Check each line of the listing for the string "which", count the lines that have it, and answer with that number only.
== Segment start ==
Issue #388, opened 2019-08-28
Improvements when using N4BiasFieldCorrection


oesteban:
As a result of a thorough bug report from @Shotgunosine, in ANTsX/ANTs#822 several recommendations we should adopt for fMRIPrep are given:

  - Rescale the input if negative values are found (https://github.com/ANTsX/ANTs/issues/822#issuecomment-525351111)
  - Sample more voxels (i.e., shrink factor of 2 or 1) - https://github.com/ANTsX/ANTs/issues/822#issuecomment-525364416

effigies:
From my understanding, we don't need to rescale, we just need to threshold the outputs of registration to >= 0.

Shotgunosine:
Thresholding actually didn't fully address the issues. Rescaling did work
on that one test case though. I'm debugging another issue that may be
related to this one and will try to get more information shortly.

oesteban:
Thresholding changes the distribution and the step it creates is exaggerated by the initial log transform of N4. It makes sense that rescaling works better.

effigies:
If the issue is interpolation-induced negative values, then it's not clear that preserving that particular aspect of the distribution is worthwhile, as it's already an artifact. Rescaling while preserving these artifacts could shift the background noise up significantly.

oesteban:
It is undesired and it doesn't make sense as MRI signal, but not an artifact. BSpline interpolation can do this to ensure continuity of the distribution, which is necessary for N4 to find the bias field, which will become an additive offset after log transform.

Finding truncated values breaks the continuity constraints of the BSplines modeling the bias field.

Shotgunosine:
As I'm trying to track my other masking bug down with this data, I've found that the output of split_opt_comb appears to already be partially brain masked. Is that correct behavior? If it is supposed to be masked, is that discontinuity going to disrupt the N4 normalization that happens when masking the bold after transformation to standard space?

effigies:
Okay. So what if we transform the uniformized image, rather than uniformize the transformed image?

effigies:
But @Shotgunosine, I think the issue here was specifically with blip-up/blip-down, which are registered to each other and then N4-corrected? Or was it the EPI masking in template space?

Shotgunosine:
[...]

PR #389, opened 2019-08-30
FIX: Nonpositive values entered to N4 when calculating BOLDrefs

oesteban:
Addresses #388.

### DIFF
--- a/.travis.yml
+++ b/.travis.yml
@@ -24,7 +24,7 @@ env:
     - INSTALL_TYPE="develop"
     - INSTALL_TYPE="sdist"
     - INSTALL_TYPE="wheel"
-    - INSTALL_DEPENDS="pip==18.1 setuptools==30.2.1"
+    - INSTALL_DEPENDS="pip==18.1 setuptools==30.4.0"
     - INSTALL_DEPENDS="pip==10.0.1 setuptools==30.4.0"
 
 matrix:
--- a/.travis.yml
+++ b/.travis.yml
@@ -41,8 +41,10 @@ matrix:
 
 before_install:
   - python --version
-  - echo $PYTHONPATH
-  - python -c "import sys; print('\n'.join(sys.path))"
+  - python -m venv /tmp/venv
+  - deactivate
+  - source /tmp/venv/bin/activate
+  - echo $PATH
   - python -m pip install --upgrade $INSTALL_DEPENDS
   - python -m pip --version
   - |
--- a/.travis.yml
+++ b/.travis.yml
@@ -24,7 +24,7 @@ env:
     - INSTALL_TYPE="develop"
     - INSTALL_TYPE="sdist"
     - INSTALL_TYPE="wheel"
-    - INSTALL_DEPENDS="pip==18.1 setuptools==30.4.0"
+    - INSTALL_DEPENDS="pip==19.2.3 setuptools==41.2.0"
     - INSTALL_DEPENDS="pip==10.0.1 setuptools==30.4.0"
 
 matrix:
@@ -40,12 +40,11 @@ matrix:
     env: INSTALL_DEPENDS="pip==10.0.1 setuptools==30.4.0"
 
 before_install:
-  - python -m pip install --upgrade pip virtualenv
-  - virtualenv --python=python /tmp/venv
-  - source /tmp/venv/bin/activate
   - python --version
-  - pip --version
+  - echo $PYTHONPATH
+  - python -c "import sys; print('\n'.join(sys.path))"
   - python -m pip install --upgrade $INSTALL_DEPENDS
+  - python -m pip --version
   - |
     if [ "$INSTALL_TYPE" == "pip" ]; then
         PACKAGE="."
@@ -64,7 +63,7 @@ install:
     elif [ "$INSTALL_TYPE" == "develop" ]; then
         python setup.py develop
     else
-        pip install $PACKAGE
+        python -m pip install $PACKAGE
     fi
   - |
     INTENDED_VERSION="$(python -c 'import versioneer; print(versioneer.get_version())')"
@@ -78,7 +77,7 @@ install:
   - if [ "$CHECK_TYPE" = "install" ]; then exit 0; fi
 
 before_script:
-  - travis_retry pip install "niworkflows[$CHECK_TYPE]"
+  - travis_retry python -m pip install "niworkflows[$CHECK_TYPE]"
   - |
     if [ "$CHECK_TYPE" == "test" ]; then
         mkdir -p $HOME/.cache/stanford-crn
@@ -99,5 +98,5 @@ script:
     fi
 
 after_script:
-  - pip install codecov
+  - python -m pip install codecov
   - codecov
--- a/.travis.yml
+++ b/.travis.yml
@@ -24,7 +24,7 @@ env:
     - INSTALL_TYPE="develop"
     - INSTALL_TYPE="sdist"
     - INSTALL_TYPE="wheel"
-    - INSTALL_DEPENDS="pip==19.2.3 setuptools==41.2.0"
+    - INSTALL_DEPENDS="pip==18.1 setuptools==30.2.1"
     - INSTALL_DEPENDS="pip==10.0.1 setuptools==30.4.0"
 
 matrix:
--- a/.travis.yml
+++ b/.travis.yml
@@ -40,11 +40,11 @@ matrix:
     env: INSTALL_DEPENDS="pip==10.0.1 setuptools==30.4.0"
 
 before_install:
-  - python --version
-  - python -m venv /tmp/venv
-  - deactivate
+  - python -m pip install --upgrade pip virtualenv
+  - virtualenv --python=python /tmp/venv
   - source /tmp/venv/bin/activate
-  - echo $PATH
+  - python --version
+  - python -m pip --version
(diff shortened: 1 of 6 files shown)


oesteban:
Before - https://1479-63891310-gh.circle-artifacts.com/0/tmp/masks/reports/ds001362/sub-01_task-taskname_run-01_bold_masks.svg
After - https://799-74174878-gh.circle-artifacts.com/0/tmp/masks/reports/ds001362/sub-01_task-taskname_run-01_bold_masks.svg

[the other tests remained the same, I had to update the original file for this one because it was truncated very badly]

Evolution of mask tests are posted here - https://circleci.com/gh/oesteban/workflows/niworkflows/tree/masks%2F388

oesteban:
The installation of nipype from a repo is failing with Python 3.7. It seems like the `safe_zip` option is not being read and setuptools fails while checking the package. It looks like a Python 3.7 bug, or that nipype's installation infrastructure has been finally abandoned.

My impression is that we would have the same problem with other dependencies, if we start using the bleeding edge version of them, instead of wheel packages (i.e., this is not nipype's fault).

cc/ @effigies for a better diagnosis and @satra for opinions about what can be updated in nipype -in particular, could we migrate to a `setup.cfg` type of installation?

effigies:
There might be a slight issue with nipype configuration, but if you notice the basic `pip` install works with the latest versions of pip and setuptools, so it's almost certainly one, the other or an interaction of those on 3.7.

I can try a batch of test environments to try to establish the cause and set a new minimum setuptools.

oesteban:
> so it's almost certainly one, the other or an interaction of those on 3.7

Would you say it is worth holding this up until we find out or we can temporarily change these tests for the latest pip and setuptools?

oesteban:
Latest pip and setuptools [seem to work](https://travis-ci.org/poldracklab/niworkflows/jobs/580361902). Opened #392 to track the installation issues.

setup.cfg
```diff
@@ -72,8 +73,8 @@ style =
     flake8 < 3.0
     flake8-putty
 test =
-    pytest
-    pytest-xdist
+    pytest >= 4.4
```
oesteban: I had to set these two pinnings for travis-ci to work too.

effigies:
The easy thing right now is just to make the failing Travis entry an allowed failure, and move resolution to #392.

Note, though, that we can't send a package to PyPI with this kind of dependency. So we can send out fixed Docker images, but releases will be messy.

oesteban:
Can we issue a pre-release at least?

.travis.yml
```diff
@@ -24,7 +24,7 @@ env:
     - INSTALL_TYPE="develop"
     - INSTALL_TYPE="sdist"
     - INSTALL_TYPE="wheel"
-    - INSTALL_DEPENDS="pip==18.1 setuptools==30.2.1"
+    - INSTALL_DEPENDS="pip==19.2.3 setuptools==41.2.0"
```
effigies: The latest will be installed and tested in `CHECK_TYPE="test"`. This entry is here specifically to test `pip`'s ability to upgrade `setuptools` using `pyproject.toml` when a too-old version is present. So it's almost certainly a `pip` problem, not a `setuptools` problem.

.travis.yml
```diff
@@ -40,12 +40,11 @@ matrix:
     env: INSTALL_DEPENDS="pip==10.0.1 setuptools==30.4.0"
 
 before_install:
-  - python -m pip install --upgrade pip virtualenv
-  - virtualenv --python=python /tmp/venv
-  - source /tmp/venv/bin/activate
```
effigies: I would prefer `virtualenv`s in general, because they are clean and implicit dependencies are harder to creep in. If we want to have a test entry that doesn't use them, to make sure that we upgrade existing test setups, that's fine, but I would make it conditional.

oesteban: Please note that you are already within a virtualenv in travis. We could use venv though.

.travis.yml
oesteban: I believe you are right. I think this is a pipenv problem

.travis.yml
effigies: The problem is that it's a virtualenv that's precreated with various packages, such as `pytest`.

I've tried `venv`, but didn't have the patience to figure out how to use it. But I don't object to you figuring it out and letting me steal it for other projects. :-)

effigies:
> Can we issue a pre-release at least?

I don't know. I don't remember if PyPI rejects the package, or pip rejects that metadata from PyPI packages.

It might also be wheels that fail, while sdists work fine...

.travis.yml
oesteban: > but didn't have the patience to figure out how to use it

Exactly the same as virtualenv :D

oesteban:
> From both transparency and complexity perspectives, I think an interface to perform rescaling would be preferable to this approach.

Complexity concern: code would be simpler, but the graph executed by nipype would be one node ( per workflow (we compute these at least once per run, but usually two or three times). Conceptually is also more complex to detach the inputs massaging from the interface - after all this operation only makes sense to do before N4. When writing a new workflow, it would be easy to forget to write the rescale node before.

Transparency concern: I agree this is less transparent. For forensics, I'll add a boolean output to tell whether the input was rescaled. That should be enough to know the full provenance. When a user doesn't want this behavior, they can always use the original Nipype's interface to be sure the rescaling didn't happen.

Finally, just for the record, this is an offset (i.e., intercept) - there is no scaling (i.e., slope).

setup.cfg
```diff
@@ -18,14 +18,15 @@ classifiers =
     Programming Language :: Python :: 3.7
 
 [options]
+zip_safe = True
```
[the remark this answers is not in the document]
oesteban: This would make it easier for dependants the installation via wheels (https://setuptools.readthedocs.io/en/latest/setuptools.html#setting-the-zip-safe-flag).

.travis.yml
oesteban: Okay, I take it back - having a virtualenv imposed by Travis makes it updating virtualenv the only solution.

effigies: Ah, so that's why it wasn't a drop-in replacement when I tried it. I guess you could try `deactivate`, but you may also find it not worth the time to fiddle with.

oesteban:
@effigies if I successfully replied to your concerns about complexity and transparency this should be ready to merge :+1:

.travis.yml
effigies: This is still pointed to the latest.

niworkflows/anat/ants.py
```diff
@@ -287,6 +287,8 @@ def init_brain_extraction_wf(name='brain_extraction_wf',
             n_iterations=[50] * 5, convergence_threshold=1e-7, shrink_factor=4,
             bspline_fitting_distance=bspline_fitting_distance),
         n_procs=omp_nthreads, name='inu_n4_final', iterfield=['input_image'])
+    if _ants_version and parseversion(_ants_version) >= Version('2.1.0'):
+        inu_n4_final.inputs.rescale_intensities = True
```
effigies: Does this indicate that we're diverging from `antsBrainExtraction.sh`, or is this a change they also make in 2.1.0? Would we consider the result just as valid with old ANTs, and if not, should we just set this and let the `min_ver` check fail?

niworkflows/func/util.py
```diff
@@ -251,9 +252,12 @@ def init_enhance_and_skullstrip_bold_wf(
...
 
     # Run N4 normally, force num_threads=1 for stability (images are small, no need for >1)
-    n4_correct = pe.Node(ants.N4BiasFieldCorrection(
-        dimension=3, copy_header=True, bspline_fitting_distance=200),
+    n4_correct = pe.Node(N4BiasFieldCorrection(
+        dimension=3, copy_header=True, bspline_fitting_distance=200), shrink_factor=2,
         name='n4_correct', n_procs=1)
+    _n4_version = N4BiasFieldCorrection().version
+    if _n4_version and parseversion(_n4_version) >= Version('2.1.0'):
+        n4_correct.inputs.rescale_intensities = True
```
effigies: Again. Is there an advantage to accommodating ANTs versions that don't do what we need?

niworkflows/anat/ants.py
oesteban: This is applied to a refinement step not found in the original script. Looking at it with perspective, we should've taken out this final bias correction away from this workflow.

However, to keep minimal changes in fMRIPrep, we stuffed this in the workflow because it seemed better not to modify the API.

In this context, adding the rescale flag makes sense for this final INU step (please note I didn't include it in the initial INU-correction which comes from the original ANTs' script).

niworkflows/func/util.py
oesteban: I see it a bit differently here, I totally agree with you.

niworkflows/anat/ants.py
effigies: Okay, but shouldn't we set it to`True` always, and error if bad version?

oesteban: Not having the flag set would not change the output dramatically. I would recommend using it, but would not prevent people from running the workflow with older versions of ANTs. Since this is a "general purpose" workflow, I'd keep the option for the low-risk it entails.

oesteban: I'm adding a warning - would that address your concern?

effigies: Sure.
== Segment end ==
# Written solution
3